Concurrencée par sa fille Claude, conseillère en communication de son père entre 1995 et 2007, Bernadette Chirac n'hésite pas à afficher ses désaccords avec son mari. En 1997, elle lui déconseille l'hypothèse de la dissolution de l'Assemblée, un échec pour la droite qui se solde par une cohabitation de cinq ans avec la gauche. En 2002, Bernadette est aussi l'une des premières à mettre son mari en garde contre la poussée du Front national, et la possibilité de voir Jean-Marie Le Pen accéder au second tour de l'élection présidentielle.
Durant ces années, Bernadette Chirac occupe également un rôle diplomatique, accompagnant Jacques Chirac dans ses déplacements à l'étranger où recevant diplomates et chefs d'État au palais présidentiel. En mai 1998, elle invite même Hillary, épouse du président américain Bill Clinton, à venir visiter ses terres électorales "pour voir la démocratie locale en action". Un spectacle inédit offert aux Corréziens venus saluer la First Lady.
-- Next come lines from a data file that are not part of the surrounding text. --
PR #332, opened 2020-03-16
WIP Error ratio Implementation in conditional selection rate

parul100495:
**What's there in this PR?**

Implementation of **error ratio** constraint which included the following:

- **Ratio** - Added ratio parameter in initialisation for the relaxation fraction allowed in the constraint. Defaults to 1 for all constraints (compatible with current moments).

- **Utility** - Added utility matrix which corresponds to `g(X,A,Y,h(x)=0)` and `g(X,A,Y,h(x)=1)` from the paper by Agarwal et al ([A reduction approach to fair classification](https://arxiv.org/pdf/1803.02453.pdf) ). Defaults to h(x) for all constraints (compatible with current moments).

**Test**

- Passed all unit tests in the repo, specifically, passed the smoke test `test_smoke` in `test_exponentiatedgradient_smoke.py`.

**TODO**

- Added unit tests for Error Rate Ratio, Error Rate Difference and ratio aspect of EqualizedOdds and DemographicParity.


fairlearn/reductions/_moments/conditional_selection_rate.py
```diff
@@ -105,9 +108,13 @@ def signed_weights(self, lambda_vec):
         :param lambda_vec: The vector of Lagrange multipliers indexed by `index`
         :type lambda_vec: :class:`pandas:pandas.Series`
         """
-        lambda_signed = lambda_vec["+"] - lambda_vec["-"]
-        adjust = lambda_signed.sum(level=_EVENT) / self.prob_event \
-            - lambda_signed / self.prob_group_event
+        adjust = self.multiplier[_MULTIPLIER].mul(((lambda_vec["+"] -
```
riedgar-ms: Is there any way this can be broken apart a bit? The previous version was already painfully long.

fairlearn/reductions/_moments/conditional_selection_rate.py
```diff
@@ -173,8 +184,52 @@ class EqualizedOdds(ConditionalSelectionRate):
...
+    The `prob_event` :class:`pandas:pandas.DataFrame` will record the
+    fraction of the samples corresponding to each unique value in
+    the `Y` array.
+
+    The `index` MultiIndex will have a number of entries equal to
+    the number of unique values for the sensitive feature, multiplied by
+    the number of unique values of the `Y` array, multiplied by two (for
+    the Lagrange multipliers for positive and negative constraints).
+
+    With these definitions, the :math:`signed_weights` method
```
riedgar-ms: Might want to expand on this section a bit, since the ratio approach isn't in the paper.

fairlearn/reductions/_moments/conditional_selection_rate.py
parul100495: Sure, I'll format it to make it more readable.

fairlearn/reductions/_moments/conditional_selection_rate.py
parul100495: I'll add some documentation which explains the ratio approach.

romanlutz:
@parul100495 I've marked the PR as WIP which stands for "work in progress". As long as there are TODOs that indicates to us that we can review and provide suggestions, but not complete the PR or expect everything to be perfect. When you're done with the TODOs you should remove the WIP to indicate to us that it's ready for a full review and potentially completion. Thanks for your contribution!

fairlearn/reductions/_moments/conditional_selection_rate.py
```diff
@@ -48,7 +51,7 @@ def load_data(self, X, y, event=None, **kwargs):
                            names=[_SIGN, _EVENT, _GROUP_ID])
         self.index = signed.index
         self.default_objective_lambda_vec = None
-
+        self.multiplier = self.tags.groupby([_EVENT, _GROUP_ID]).mean()
```
romanlutz: I'm struggling to understand what the multiplier is for, so I assume it's unclear to others as well (especially people who aren't as involved). Can we add a comment explaining what multiplier's purpose is?

fairlearn/reductions/_moments/conditional_selection_rate.py
```diff
@@ -173,8 +182,57 @@ class EqualizedOdds(ConditionalSelectionRate):
...
+        self.ratio = ratio
+
+    def load_data(self, X, y, **kwargs):
+        """Load the specified data into the object."""
+        super().load_data(X, y,
+                          event=pd.Series(y).apply(lambda y: _LABEL + "=" + str(y)),
+                          **kwargs)
+
+
+class ErrorRatio(ConditionalSelectionRate):
```
romanlutz: @MiroDudik theoretically this is the ratio of error rates, right? Should it be ErrorRateRatio, and the other one ErrorRateDifference?

fairlearn/reductions/_moments/conditional_selection_rate.py
romanlutz: Looks much better than before actually. We usually aim at single lines for math to make it as readable as possible, even if that means that we have to assign more variables.

fairlearn/reductions/_moments/conditional_selection_rate.py
romanlutz: I believe you wanted to revise this once more to remove the privileged/unprivileged formulation in favor of the "single sensitive feature vs. all" approach, so I'll hold off on reviewing the documentation. Thanks for putting in the work to write the doc, though! This will come in handy.

parul100495: I'll update the documentation and get back.

fairlearn/reductions/_moments/conditional_selection_rate.py
parul100495: Sure. I think this is confusing. I'll write the documentation to explain this.

fairlearn/reductions/_moments/conditional_selection_rate.py
```diff
@@ -105,9 +116,11 @@ def signed_weights(self, lambda_vec):
         :param lambda_vec: The vector of Lagrange multipliers indexed by `index`
         :type lambda_vec: :class:`pandas:pandas.Series`
         """
-        lambda_signed = lambda_vec["+"] - lambda_vec["-"]
-        adjust = lambda_signed.sum(level=_EVENT) / self.prob_event \
-            - lambda_signed / self.prob_group_event
+        lambda_event = (lambda_vec["+"] - self.ratio * lambda_vec["-"]) \
```
romanlutz: These already look correct / up-to-date with the updates to the derivations I discussed with @MiroDudik today. Looks like you're way ahead of me :-)

fairlearn/reductions/_moments/conditional_selection_rate.py
```diff
@@ -173,8 +190,59 @@ class EqualizedOdds(ConditionalSelectionRate):
...
+        super().load_data(X, y,
+                          event=pd.Series(y).apply(lambda y: _LABEL + "=" + str(y)),
+                          **kwargs)
+
+
+class ErrorRatio(ConditionalSelectionRate):
+    r"""Implementation of Error Ratio as a moment.
+
+    Measures the ratio in errors per attribute by overall error.
+    The 2-sided version of error ratio can be written as -
```
romanlutz: nit: please remove the dash at the end of the line. It may confuse people into thinking that it's part of the math that follows

fairlearn/reductions/_moments/conditional_selection_rate.py
```diff
@@ -173,8 +190,59 @@ class EqualizedOdds(ConditionalSelectionRate):
...
+    the number of unique values for the sensitive feature, multiplied by
+    the number of unique values of the `Y` array, multiplied by two (for
+    the Lagrange multipliers for positive and negative constraints).
+
+    With these definitions, the :math:`signed_weights` method
+    will calculate the costs according to Example 4 of
+    `Agarwal et al. (2018) <https://arxiv.org/abs/1803.02453>`_.
+
+    The `ratio` defines the amount of relaxation that is allowed for the
+    constraint. The value varies between 0-1. The ratio of 1 means, the
```
romanlutz: nit: varies between 0 and 1.

This should probably have some validation as well, i.e. raise exception if ratio <= 0 or ratio > 1

notebooks/Test-DP-ratio-on-adult-dataset.ipynb
```diff
@@ -0,0 +1,187 @@
+{
```
romanlutz: let's keep notebooks separate from the PR for now

fairlearn/reductions/_moments/conditional_selection_rate.py
romanlutz: Still struggling to understand what it looks like. Is it the mean of y-values (labels) of each group (as defined through event + group ID)? That would be 0/1. Overriding this for error rate would mean -1/1. Sorry, I feel like I'm missing something. I'll read your derivations again, but it needs additional description (at least for error rate) saying why we want -1/1 and what that does. It refers to Example 4 below, but example 4 is for equalized odds.

fairlearn/reductions/_moments/conditional_selection_rate.py
MiroDudik: Agreed. Let's rename `ErrorRatio` -> `ErrorRateRatio`.

fairlearn/reductions/_moments/conditional_selection_rate.py
```diff
@@ -33,13 +34,24 @@ def default_objective(self):
         """Return the default objective for moments of this kind."""
         return ErrorRate()
 
-    def load_data(self, X, y, event=None, **kwargs):
+    def load_data(self, X, y, event=None, multiplier=None, **kwargs):
         """Load the specified data into this object.
```
MiroDudik: I'm thinking we should rename `multiplier` -> `<something>_difference` since it corresponds to `g(.,1)-g(.,0)`. Some options:
* `g_difference`
* `target_difference` (since `g` is a target with respect we define the disparity)
* `utility_difference` (I like this the best, but the approach also applies if `g` is negative utility, e.g., error)
@romanlutz , @parul100495 , do you have thoughts on this?

romanlutz: You mean negative utility is a weird thing to specify? I think regardless we'll need to specify that it's the difference between `g(...,1)` and `g(...,0)`. Utility seems intuitive to me as a word for this.

What I don't fully understand right now is whether this kind of formulation will prevent us from doing multi-class classification. @MiroDudik  you may have a better idea about that. Shouldn't be a blocker for this, though.

fairlearn/reductions/_moments/conditional_selection_rate.py
```diff
@@ -173,8 +190,59 @@ class EqualizedOdds(ConditionalSelectionRate):
...
+    def __init__(self, ratio=1.0):
+        """Intialise with the ratio value."""
+        super(ErrorRatio, self).__init__()
+        self.ratio = ratio
+
     def load_data(self, X, y, **kwargs):
         """Load the specified data into the object."""
         super().load_data(X, y,
                           event=pd.Series(y).apply(lambda y: _LABEL + "=" + str(y)),
+                          multiplier=pd.Series(y).apply(lambda y: 1 - 2*y),
```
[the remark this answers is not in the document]
romanlutz: @MiroDudik this is definitely an obstacle for this. I'll try to prioritize this bug in the existing logic. Not entirely sure how to handle it in this PR until then, other than holding off.

fairlearn/reductions/_moments/conditional_selection_rate.py
parul100495: I get where the confusion came from - it was kind of a hack the way I implemented it before. I have simplified the code now. Should be more readable and easy to understand. Also, I'm fixing the documentation to make it more transparent.

fairlearn/reductions/_moments/conditional_selection_rate.py
MiroDudik: Actually, I think that we need to change the way we do things. Instead of providing just the difference `g(.,1)-g(.,0)`, the user should provide full columns `g(.,0)` and `g(.,1)` maybe in the form of n-by-2 matrix, which could be called `g` or  `utilities` or even `costs`. This would clearly generalize well to multi-class settings.

A more important issue is that if we allow a generic `event`, I think we need to rework the derivation of the importance weights, because C^0_i and C^1_i will not line up so nicely.

fairlearn/reductions/_moments/conditional_selection_rate.py
```diff
@@ -105,12 +116,15 @@ def signed_weights(self, lambda_vec):
...
-            - lambda_signed / self.prob_group_event
+        lambda_event = (lambda_vec["+"] - self.ratio * lambda_vec["-"]) \
+            .sum(level=_EVENT) / self.prob_event
+        lambda_group_event = (self.ratio * lambda_vec["+"] - lambda_vec["-"]) / \
+            self.prob_group_event
+        adjust = lambda_event - lambda_group_event
         signed_weights = self.tags.apply(
             lambda row: adjust[row[_EVENT], row[_GROUP_ID]], axis=1
         )
+        signed_weights = self.multiplier.mul(signed_weights)
```
MiroDudik: This is incorrect for generic `event`--I think it's only correct if `g` is independent of `event`. I think we should rework the derivation, so we can handle arbitrary `g` and `event`.

fairlearn/reductions/_moments/conditional_selection_rate.py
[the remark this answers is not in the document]
MiroDudik: so far we are in many ways restricting to y=0/1. i think that it's okay if we do for the time being.

fairlearn/reductions/_moments/conditional_selection_rate.py
romanlutz: Sounds good. I'll resolve this comment and will take a look at the current state :-)

fairlearn/reductions/_moments/conditional_selection_rate.py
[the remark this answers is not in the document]
romanlutz: Okay, then I'll put a note into my bug #339  to make sure that we don't fixing this part.

fairlearn/reductions/_moments/conditional_selection_rate.py
romanlutz: Do you think this is all in scope for this PR?

fairlearn/reductions/_moments/conditional_selection_rate.py
romanlutz: So for existing moments we always have `g` independent of `event`, and that's why this never came up?

Do you think this is in scope for this PR?

fairlearn/reductions/_moments/conditional_selection_rate.py
parul100495: This is done.

fairlearn/reductions/_moments/conditional_selection_rate.py
```diff
@@ -141,6 +156,12 @@ class DemographicParity(ConditionalSelectionRate):
 
     short_name = "DemographicParity"
 
+    def __init__(self, ratio=1.0):
+        super(DemographicParity, self).__init__()
```
romanlutz: Is this common to all subclasses of ConditionalSelectionRate? If so, just move it to the parent class

fairlearn/reductions/_moments/conditional_selection_rate.py
```diff
@@ -173,8 +194,63 @@ class EqualizedOdds(ConditionalSelectionRate):
...
+    constraint. The value varies between 0 and 1. The ratio of 1 means,
+    the constraint is given no relaxation and thus, the constraint tries to
+    evaluate for
+    error(A=a) / total_error = 1
+    """
+
+    short_name = "ErrorRateRatio"
+
+    def __init__(self, ratio=1.0):
+        """Intialise with the ratio value."""
```
romanlutz: nit: initialize ;-)

test/unit/reductions/exponentiated_gradient/test_exponentiatedgradient_smoke.py
```diff
@@ -69,17 +69,46 @@ def setup_method(self, method):
                         "best_gap": 0.000000, "last_t": 5,
                         "best_t": 5, "disp": 0.005000,
                         "error": 0.442883, "n_oracle_calls": 19,
-                        "n_classifiers": 6}]
+                        "n_classifiers": 6},
+                       {"cons_class": ErrorRateRatio, "eps": 0.1,
+                        "best_gap": 1.1102230246251565e-16, "last_t": 5,
```
romanlutz: shouldn't the gap reach 0? I see that it's super close, just wondering

fairlearn/reductions/_moments/conditional_selection_rate.py
MiroDudik: I think so. This should only add a couple of lines in `signed_weights` and in `gamma`. I just noticed that `gamma` is currently incorrect anyway, as it is still calculating the values of constraint violation for when `g(.,0)=0` and `g(.,1)`.

fairlearn/reductions/_moments/conditional_selection_rate.py
MiroDudik: This is not quite right--we have a hidden dependence on `self.ratio` which is being initialized in subclasses of `ConditionalSelectionRate`. Move it to the constructor of `ConditionalSelectionRate` as @romanlutz suggests below.

test/unit/reductions/exponentiated_gradient/test_exponentiatedgradient_smoke.py
MiroDudik: let's get back to this after `gamma` is fixed.

fairlearn/reductions/_moments/conditional_selection_rate.py
parul100495: Yes, it is common. Will move this to the parent class.

fairlearn/reductions/_moments/conditional_selection_rate.py
```diff
@@ -182,3 +219,45 @@ def load_data(self, X, y, **kwargs):
...
+    error(A=a) / total_error = 1
+    """
+
+    short_name = "ErrorRateRatio"
+
+    def load_data(self, X, y, **kwargs):
+        """Load the specified data into the object."""
+        super().load_data(X, y,
+                          event=_ALL,
+                          utility=pd.Series({_POSITIVE_UTILITY: (1-y), _NEGATIVE_UTILITY: y}),
```
romanlutz, line 262: Series is a one-dimensional datastructure, so perhaps DataFrame is more appropriate?

fairlearn/reductions/_moments/conditional_selection_rate.py
```diff
@@ -29,17 +34,39 @@ class ConditionalSelectionRate(ClassificationMoment):
...
 
-    def load_data(self, X, y, event=None, **kwargs):
+    def load_data(self, X, y, event=None, utility=None, **kwargs):
         """Load the specified data into this object.
 
         This adds a column `event` to the `tags` field.
+
+        The `utility` is a matrix which correspond to g(X,A,Y,h(X)) as mentioned
+        in the paper `Agarwal et al. (2018) <https://arxiv.org/abs/1803.02453>`
+        The `utility` defaults to h(X), ie. [1 in R^n, 0 in R^n]
```
romanlutz, line 55: I'm unsure what `1 in R^n` means. Are you trying to say that the utility is [1, 0] for every sample?

Also, nit: i.e. instead of ie.

fairlearn/reductions/_moments/conditional_selection_rate.py
```diff
@@ -29,17 +34,39 @@ class ConditionalSelectionRate(ClassificationMoment):
...
+        The `_POSITIVE_UTILITY` is G^1 and the `_NEGATIVE_UTILITY` is G^0.
+        Assumes that binary class of 0/1.
```
romanlutz, line 57: nit: "Assumes binary classification with labels 0/1"
Would that be better?

fairlearn/reductions/_moments/conditional_selection_rate.py
romanlutz: same earlier

fairlearn/reductions/_moments/conditional_selection_rate.py
```diff
@@ -72,24 +98,31 @@ def load_data(self, X, y, event=None, **kwargs):
...
+        utility_diff = self.utility[_POSITIVE_UTILITY] - self.utility[_NEGATIVE_UTILITY]
+        pred = utility_diff * predictor(self.X) + self.utility[_NEGATIVE_UTILITY]
         self.tags[_PREDICTION] = pred
         expect_event = self.tags.groupby(_EVENT).mean()
         expect_group_event = self.tags.groupby(
             [_EVENT, _GROUP_ID]).mean()
-        expect_group_event[_DIFF] = expect_group_event[_PREDICTION] - expect_event[_PREDICTION]
-        g_unsigned = expect_group_event[_DIFF]
-        g_signed = pd.concat([g_unsigned, -g_unsigned],
+        expect_group_event[_UPPER_BOUND_DIFF] = self.ratio * \
```
romanlutz, line 107: Can we get these on fewer lines? I think you have 99 characters available.

parul100495: I didn't realise. I'll refactor this.

fairlearn/reductions/_moments/conditional_selection_rate.py
parul100495: Yes. I wanted to say that it has n rows (for every sample).

fairlearn/reductions/_moments/conditional_selection_rate.py
parul100495: I'll change it to a DataFrame.

fairlearn/reductions/_moments/conditional_selection_rate.py
romanlutz: If you run `flake8` from the repo root directory you should get a list of all issues like lines that are too long. I suggest ignoring such things by default and running flake8 before committing :-)

test/unit/reductions/exponentiated_gradient/test_exponentiatedgradient_smoke.py
parul100495: It checks for precision till 6 decimal places in tests. Fixed this to 0.000000
Fixed `gamma` too.

parul100495:
Closing this in favour of #364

Puis, lors du second mandat de Jacques Chirac, Bernadette a su passer la main, préparer la relève au sein de sa famille politique. Alors que Nicolas Sarkozy utilise son poste de ministre de l'Intérieur comme levier à ses ambitions présidentielles, Bernadette Chirac l'assure de son soutien. Elle va même jusqu'à le rencontrer en cachette pour ne pas susciter l'ire de son mari, lui qui n'a jamais pardonné à l'ancien maire de Neuilly sa trahison et son soutien à Édouard Balladur en 1995.
Au fil des années, Bernadette Chirac aura su s'imposer comme l'une des figures majeures de la droite française, avant de doucement s'effacer. Sa vie, elle l'aura d'abord dévouée à mari, et à son ascension au sommet de l'État. Mais, ce faisant, c'est aussi sa propre carrière qu'elle contribuera à forger. Pour la plus grande fierté de ce dernier qui, un jour, lâchera : "ma femme est devenue un homme politique."